François Stéphan, director of the Montpellier campus, explains that « this research is making it possible to better understand the underlying principles of blended learning and to draw some lessons from it ».
Alternation planned in advance
« When does remote learning add value to the learning process? Before organising a blended learning course, one must first answer that question », says François Stéphan. When planning the course, there are some key principles to keep in mind:
- Educate teachers about blended learning.
- Explain the principle of this teaching method to the students and accompany them during the first self-study sessions. According to François Stéphan, « Many students like the comfort of a traditional lecture. They listen quietly and believe they are acquiring knowledge, but studies show that this knowledge is often ephemeral or partial. It is necessary to explain to the students the importance of being an actor in their learning. »
- Establish a complementary relationship between face-to-face lectures and self-study: online resources do not replace the lecture, they prepare it by allowing students to acquire prerequisites. It is up to the teacher to create a link by asking questions or making a quick summary.
- Reflect on the types of knowledge dealt with either face-to-face or online: « Complexity requires support » summarises François Stéphan. For example, for engineering students, the physical presence of the teacher is preferable to explain abstract mathematical concepts. Moreover, certain gestures can only be learned by touching sensors or by controlling a connected object.
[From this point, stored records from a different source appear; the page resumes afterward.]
PR #228, opened 2016-08-31
Add logic to input url on support modal

hectoruch:
Task: https://www.pivotaltracker.com/story/show/129394005


tiagojsag:
This PR is not doing what it should, I wil fix it later myself

PR #229, opened 2016-08-31
better tooltips for mobile

nerik:
https://www.pivotaltracker.com/story/show/129452389


andresgnlez:
image

I think the arrow is moved 1px more and that creates a space between the box and the arrow itself.

andresgnlez:
at least for me, all tooltips show up totally unalienable :/

image

PR #230, opened 2016-08-31
fixes home slider content/background sync

nerik:
The beforeChange issue was actually fixed in a recent version of react-slick.
For some reason we were using a copy of the bundled version of this lib.


nerik:
Also, a take away from this: let's use `react-[whathever-shitty-unmaintained-lib]` only if really necessary. I don't think we needed a lib to show images when clicking on dots. Even more considering that it has 21 open PRs and 85 open issues. @andresgnlez @hectoruch @clementprdhomme @tiagojsag

clementprdhomme:
The reason we used a copy of it is because they fixed another issue in `master` but didn't fixed the npm module. We thus made a copy of the most recent version – at that time.

Regarding you second comment, we will avoid third-party libraries as much as we can in the future. We're dealing with too much issues with them.

nerik:
In the package.json file, you can use any branch of a gh repo, you can even point to a specific commit hash. So normally you should never have to copy a bundled version of a lib. Especially because the package.json way makes this decision explicit, while it's hard or impossible to tell what version of a lib you are using from a lib bundle.

> we will avoid third-party libraries 
IMHO it's really more about "silo" libraries (react-something, gulp-something, etc). They tend to be abandoned very quickly, and for sure they will be when the "main" lib goes out of fashion.
So:
1. ask yourself if you really need a lib
2. if so, look for a vanilla JS (front) / bash (dev pipeline) offering
3. then if nothing's satisfying, use a silo library only if it seems well maintained (more than 1 person pushes commits regularly)

PR #237, opened 2016-09-01
fix accordions issues

nerik:
screen shot 2016-09-01 at 11 55 48


tiagojsag:
- [ ] The animation is a bit "bumpy".
- [ ] The arrow does not turn to the original position when closing the element

nerik:
I fixed above issues by completely removing react-sanfona.
I left the dependencies and the css on index.html because our map will still use those - eventually they should be removed too (I´ll create a pivotal task)

tiagojsag:
on FAQ, when you open the first question, it auto scrolls (do we want this) and it scrolls to the beginning of the answer, not the question.

tiagojsag:
seems like clicking on an open question to close it is not working

nerik:
Should be all good now.

clementprdhomme:
I have two small requests:
* On the FAQ, when clicking on an item from one section to another, I have to click twice in order to open it. Could you change that?
* Could you just add one-line comments regarding the props of the components?

Once the conflicts are fixed and if Tiago is happy about the feature, let's merge it 😄.

PR #243, opened 2016-09-01
fix responsive and desktop footer styles

hectoruch:


tiagojsag:
looks good ;)
A small thing: we need to review the breakpoint for the logos. At 1030px +- the 4 logos are all together, which might cause problems

clementprdhomme:
Seems ok. What do you think @tiagojsag?

clementprdhomme:
It's related to this task: https://www.pivotaltracker.com/story/show/129622325

tiagojsag:
Under 770px width, is it possible ot move the LDF logo more to the right?

hectoruch:
@tiagojsag I just change it

tiagojsag:
Functionally it looks perfect now. @hectoruch please clean up that commented code, otherwise can be merged if @clementprdhomme says so

PR #245, opened 2016-09-01
fix hamburger menu on map

nerik:
screen shot 2016-09-01 at 18 43 00
screen shot 2016-09-01 at 18 47 47


nerik:
Note: this relies on the zoom controls being pushed to the bottom, which seems to happens a bit randomly

PR #246, opened 2016-09-01
added blooberg logo and fixed funcding partners styles

nerik:
screen shot 2016-09-01 at 19 23 15
screen shot 2016-09-01 at 19 23 22


tiagojsag:
Let me see if I can ask for a transparent background - that one looks quite crappy

nerik:
And vector, if possible :)

tiagojsag:
@nerik I pushed a commit here with the new, transparent background logo + removed the new padding class you added that I think is no longer needed. Feel free to add it back if it is needed, otherwise rebase and merge

PR #248, opened 2016-09-01
Homepage map image

tiagojsag:


app/styles/layout/l-homepage.scss
```diff
@@ -15,7 +15,7 @@
   background-color: $color-4;
   font-family: $font-family-1;
   padding: 85px 110px 96px;
-
+s
```
andresgnlez: beeee

tiagojsag: Just making sure you were paying attention

PR #249, opened 2016-09-01
Refactoring styles settings

andresgnlez:
Little, but necessary, refactor of our styles settings. Feel free to contribute.


clementprdhomme:
Could you add comments close to the variable to know what they aim to?

I don't like the gap in the colours name going from 13 to 19 but I understand we can't refactor all of that without breaking opened PRs.

clementprdhomme:
This is probably not useful anymore.

PR #299, opened 2021-12-10
[PLAT-571] add deviceId to measurement metadata

chrisgray-vertex:
## Summary

Add device-id to grpc metadata for measurement calls when it's available.


gbiv (approved):
LGTM
:shipit:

On the other hand, mastery of the Catia software or the Matlab language can be acquired with a tutorial.
Three types of face-to-face sessions
- Lectures: an introductory session during which the principle of blended learning is explained, followed by summary sessions which begin with a quiz on the knowledge acquired through the online learning materials.
- Practical exercises: discussion with the students about potential problems they encountered online, followed by a practical application of the theory by means of experiments.
- An evaluation in the form of a case study.
Ingredients for a successful self-study
- Short videos: each clip is focused on one concept only and completed by a specific corresponding self-test.
- Documents, templates, and summaries made available online.
- Additional training exercises to apply one’s knowledge.
- A few « face-to-face remote learning » sessions to get started: the teacher is present while the students are working on the platform. He guides them, answers their questions, and gives them advice: always have a pencil in hand to take notes, systematically do the self-test at the end of each video, and so on.
« One thing is certain: you don’t make money from blended learning! », warns François Stéphan. « You have to pay the teachers, but also the people who write, develop and update the videos. » For the campus director, the benefits are to be found elsewhere, namely on the educational side. Indeed, blended learning makes it possible to :
- Precisely measure what students do and do not understand, at the individual and collective level.
- Customise courses: everyone can work at their own pace, spend more time on one subject and less on another.
- Turn students into active learners, thanks to quizzes and self-tests.
- Develop their autonomy, a useful skill from a professional point of view.
Convinced of these results, the director of the EPF affirms his desire to « move up another gear: from 20% to 30% blended learning in the undergraduate cycle, we would now like to switch to a totally mixed teaching strategy ».